Problem description:
Copy out the listing exactly.

(Data extracts)

PR #440, opened 2026-09-04
feat(models): ship a model without shipping a build, and add Fable 5.1 / GPT-6 Astra / Gemini 3.7 Flash

chaitanyagiri:
Adding a model meant editing renderer source, type-checking it and cutting a release. It is now **one line in [`docs/model-catalog.json`](docs/model-catalog.json) on `main`**: the pickers fetch that file at runtime.

**When it actually lands, precisely.** There is no timer. The check runs once at startup (a prewarm in `app.whenReady()` plus one call when the renderer loads), so a new model appears on the next app launch whose cached copy is older than six hours. An app left open does not change under the user.

**This does not reach anyone already on 0.4.6.** The reader is *in this PR*; a build that predates it cannot fetch a file it does not know about. The three models below arrive the normal way, in the release that carries this change. The mechanism pays off from the model after them.

## The mechanism is the one the hero card already uses

Not a new one. `src/main/hero.ts` already fetches `docs/hero.json` from raw.githubusercontent through `src/main/fetchText.ts`, validates the shape in a total parser, and caches under userData behind a six hour TTL. Applied here:

| File | What it does |
|---|---|
| `src/shared/modelCatalogPayload.ts` | Catalog types (lifted out of the renderer so main validates against the same shape) + `parseModelCatalog`, which never throws and returns `null` for "keep what you have" |
| `src/main/modelCatalog.ts` | Fetch, cache, and **re-validate the cache on read**. The cache is a file a previous build wrote; a schema bump or a hand edit must not reach a picker unchecked just because it once passed |
| `src/main/index.ts` | IPC `models:catalog`, plus a prewarm in `app.whenReady()` so the cache is fresh before any modal opens |
| `src/preload/index.ts` | The bridge |
| `docs/model-catalog.json` | The file you actually edit |

**The baked catalog stays the floor.** It renders offline, on first launch, and whenever the remote copy is missing, unreadable, or announces a schema version this build does not know. The merge is **per provider**: a provider the remote copy names replaces that list, one it omits keeps the built-in list. A bad edit costs a list, never a picker.

**The payload is data, never markup.** Every field lands in an `<option>` as an escaped text node, and a model id is length-capped and stripped of control characters before it can reach a `--model` flag on a spawn command line. That is the one genuinely sharp edge on this path, and it has a test.

`AGENT_MODELS` becomes `agentModels()`. A const array is captured at module load and would still be showing the baked list after a refresh landed.

## The three new models

Every id was read off the CLI that will be invoked with it, not inferred from a name.

| Model | Provider | id | Source |
|---|---|---|---|
| Fable 5.1 | claude | `claude-fable-5-1` | present in the installed `claude` binary. No `[1m]` variant exists |
| GPT-6 Astra | codex | `gpt-6-astra` | `codex-rs/models-manager/models.json` at `rust-v0.153.2` |
| Gemini 3.7 Flash | antigravity | `Gemini 3.7 Flash (High/Medium/Low)` | `agy models` |
| both | cursor | `gemini-3.7-flash-high`, `claude-fable-5-1-thinking-high` | `cursor-agent models` |

### Two things a reviewer should know

1. **GPT Astra is GPT-6 Astra**, released 3 September 2026, and codex only learned the slug in **0.153.1**. An older codex will reject it. The catalog's `minAppVersion` / `maxAppVersion` bound the *app* version, not the CLI version, so this cannot be expressed as a bound. The command field stays editable and the CLI reports the bad slug, which is the documented degradation.
2. **`agy models` now prints `slug<TAB>label`.** The catalog uses agy's display label as the id, which is the existing verified convention, but if that form ever stops being accepted it breaks every antigravity entry, not only the new ones. Worth a follow-up check.

## Testing

- `test/model-catalog-remote.test.cjs`, 18 tests: junk payloads, an unknown schema version, prototype pollution through a provider key, the command-line splice, the length caps, dedupe, and every fallback path.
- The `SHIPPED` literals in `test/model-catalog.test.cjs` and the codex ids in `test/provider-config.test.cjs` are updated **on purpose**. They pin the exact `--model` values the CLIs are invoked with, so a typo there is a model that silently fails to spawn. Adding a model means adding it there too.
- `npm run typecheck` clean, full `node --test test/*.test.cjs` exit 0 on this branch.

## How to add a model after this lands

Add one line to the right provider array in `docs/model-catalog.json`, push to `main`, done:

```json
{ "id": "<the exact --model value>", "label": "<what the picker shows>" }
```

https://claude.ai/code/session_01GKx1g6LQ6Mmzto5BRY8zLT

### DIFF
--- a/CHANGELOG.md
+++ b/CHANGELOG.md
@@ -13,10 +13,16 @@ All notable changes to this project are documented here. The format is based on
   reasoning levels; Cursor gets its own build of the two it carries. Every id was read out of the
   CLI that will be invoked with it — `codex-rs/models-manager/models.json`, `agy models`,
   `cursor-agent models`, and the installed `claude` binary — rather than guessed from a name.
+  **GPT-6 Astra needs Codex 0.153.1 or newer.** The slug landed in that release, so an older
+  `codex` on your machine will reject it when the agent spawns; update Codex first. The catalog's
+  version bounds cover the app, not the CLI it launches, so this is a prerequisite rather than
+  something the picker can hide for you.
 - **A new model no longer needs a release.** The pickers now read
   [`docs/model-catalog.json`](docs/model-catalog.json) on `main`, fetched at runtime and cached for
-  six hours, so adding a model is one line in one file on GitHub and every installed copy picks it
-  up. The catalog compiled into the build stays the floor: it is what renders offline, on first
+  six hours, so adding a model is one line in one file on GitHub rather than a build. The check runs
+  at startup, not on a timer: an installed copy picks a new model up the next time it launches with
+  a cached copy older than six hours, and an app left open does not change under you.
+  The catalog compiled into the build stays the floor: it is what renders offline, on first
   launch, and whenever the remote copy is missing, unreadable, or announces a schema this build does
   not know. A provider present in the remote copy replaces that provider's list; a provider it does
   not mention keeps the built-in one, so a bad edit costs a list rather than a picker. The payload is
--- a/CHANGELOG.md
+++ b/CHANGELOG.md
@@ -6,6 +6,23 @@ All notable changes to this project are documented here. The format is based on
 
 ## [Unreleased]
 
+### Added
+
+- **Fable 5.1, GPT-6 Astra, and Gemini 3.7 Flash in the model pickers.** Claude Code gets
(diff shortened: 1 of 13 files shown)


perkays:
Very important pull request, thanks for the implementation @chaitanyagiri Chaitanya Giri. We have to merge it as soon as possible.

(End Data extracts)

Result for this task:
PR #440, opened 2026-09-04
feat(models): ship a model without shipping a build, and add Fable 5.1 / GPT-6 Astra / Gemini 3.7 Flash

chaitanyagiri:
Adding a model meant editing renderer source, type-checking it and cutting a release. It is now **one line in [`docs/model-catalog.json`](docs/model-catalog.json) on `main`**: the pickers fetch that file at runtime.

**When it actually lands, precisely.** There is no timer. The check runs once at startup (a prewarm in `app.whenReady()` plus one call when the renderer loads), so a new model appears on the next app launch whose cached copy is older than six hours. An app left open does not change under the user.

**This does not reach anyone already on 0.4.6.** The reader is *in this PR*; a build that predates it cannot fetch a file it does not know about. The three models below arrive the normal way, in the release that carries this change. The mechanism pays off from the model after them.

## The mechanism is the one the hero card already uses

Not a new one. `src/main/hero.ts` already fetches `docs/hero.json` from raw.githubusercontent through `src/main/fetchText.ts`, validates the shape in a total parser, and caches under userData behind a six hour TTL. Applied here:

| File | What it does |
|---|---|
| `src/shared/modelCatalogPayload.ts` | Catalog types (lifted out of the renderer so main validates against the same shape) + `parseModelCatalog`, which never throws and returns `null` for "keep what you have" |
| `src/main/modelCatalog.ts` | Fetch, cache, and **re-validate the cache on read**. The cache is a file a previous build wrote; a schema bump or a hand edit must not reach a picker unchecked just because it once passed |
| `src/main/index.ts` | IPC `models:catalog`, plus a prewarm in `app.whenReady()` so the cache is fresh before any modal opens |
| `src/preload/index.ts` | The bridge |
| `docs/model-catalog.json` | The file you actually edit |

**The baked catalog stays the floor.** It renders offline, on first launch, and whenever the remote copy is missing, unreadable, or announces a schema version this build does not know. The merge is **per provider**: a provider the remote copy names replaces that list, one it omits keeps the built-in list. A bad edit costs a list, never a picker.

**The payload is data, never markup.** Every field lands in an `<option>` as an escaped text node, and a model id is length-capped and stripped of control characters before it can reach a `--model` flag on a spawn command line. That is the one genuinely sharp edge on this path, and it has a test.

`AGENT_MODELS` becomes `agentModels()`. A const array is captured at module load and would still be showing the baked list after a refresh landed.

## The three new models

Every id was read off the CLI that will be invoked with it, not inferred from a name.

| Model | Provider | id | Source |
|---|---|---|---|
| Fable 5.1 | claude | `claude-fable-5-1` | present in the installed `claude` binary. No `[1m]` variant exists |
| GPT-6 Astra | codex | `gpt-6-astra` | `codex-rs/models-manager/models.json` at `rust-v0.153.2` |
| Gemini 3.7 Flash | antigravity | `Gemini 3.7 Flash (High/Medium/Low)` | `agy models` |
| both | cursor | `gemini-3.7-flash-high`, `claude-fable-5-1-thinking-high` | `cursor-agent models` |

### Two things a reviewer should know

1. **GPT Astra is GPT-6 Astra**, released 3 September 2026, and codex only learned the slug in **0.153.1**. An older codex will reject it. The catalog's `minAppVersion` / `maxAppVersion` bound the *app* version, not the CLI version, so this cannot be expressed as a bound. The command field stays editable and the CLI reports the bad slug, which is the documented degradation.
2. **`agy models` now prints `slug<TAB>label`.** The catalog uses agy's display label as the id, which is the existing verified convention, but if that form ever stops being accepted it breaks every antigravity entry, not only the new ones. Worth a follow-up check.

## Testing

- `test/model-catalog-remote.test.cjs`, 18 tests: junk payloads, an unknown schema version, prototype pollution through a provider key, the command-line splice, the length caps, dedupe, and every fallback path.
- The `SHIPPED` literals in `test/model-catalog.test.cjs` and the codex ids in `test/provider-config.test.cjs` are updated **on purpose**. They pin the exact `--model` values the CLIs are invoked with, so a typo there is a model that silently fails to spawn. Adding a model means adding it there too.
- `npm run typecheck` clean, full `node --test test/*.test.cjs` exit 0 on this branch.

## How to add a model after this lands

Add one line to the right provider array in `docs/model-catalog.json`, push to `main`, done:

```json
{ "id": "<the exact --model value>", "label": "<what the picker shows>" }
```

https://claude.ai/code/session_01GKx1g6LQ6Mmzto5BRY8zLT

### DIFF
--- a/CHANGELOG.md
+++ b/CHANGELOG.md
@@ -13,10 +13,16 @@ All notable changes to this project are documented here. The format is based on
   reasoning levels; Cursor gets its own build of the two it carries. Every id was read out of the
   CLI that will be invoked with it — `codex-rs/models-manager/models.json`, `agy models`,
   `cursor-agent models`, and the installed `claude` binary — rather than guessed from a name.
+  **GPT-6 Astra needs Codex 0.153.1 or newer.** The slug landed in that release, so an older
+  `codex` on your machine will reject it when the agent spawns; update Codex first. The catalog's
+  version bounds cover the app, not the CLI it launches, so this is a prerequisite rather than
+  something the picker can hide for you.
 - **A new model no longer needs a release.** The pickers now read
   [`docs/model-catalog.json`](docs/model-catalog.json) on `main`, fetched at runtime and cached for
-  six hours, so adding a model is one line in one file on GitHub and every installed copy picks it
-  up. The catalog compiled into the build stays the floor: it is what renders offline, on first
+  six hours, so adding a model is one line in one file on GitHub rather than a build. The check runs
+  at startup, not on a timer: an installed copy picks a new model up the next time it launches with
+  a cached copy older than six hours, and an app left open does not change under you.
+  The catalog compiled into the build stays the floor: it is what renders offline, on first
   launch, and whenever the remote copy is missing, unreadable, or announces a schema this build does
   not know. A provider present in the remote copy replaces that provider's list; a provider it does
   not mention keeps the built-in one, so a bad edit costs a list rather than a picker. The payload is
--- a/CHANGELOG.md
+++ b/CHANGELOG.md
@@ -6,6 +6,23 @@ All notable changes to this project are documented here. The format is based on
 
 ## [Unreleased]
 
+### Added
+
+- **Fable 5.1, GPT-6 Astra, and Gemini 3.7 Flash in the model pickers.** Claude Code gets
(diff shortened: 1 of 13 files shown)


perkays:
Very important pull request, thanks for the implementation @chaitanyagiri Chaitanya Giri. We have to merge it as soon as possible.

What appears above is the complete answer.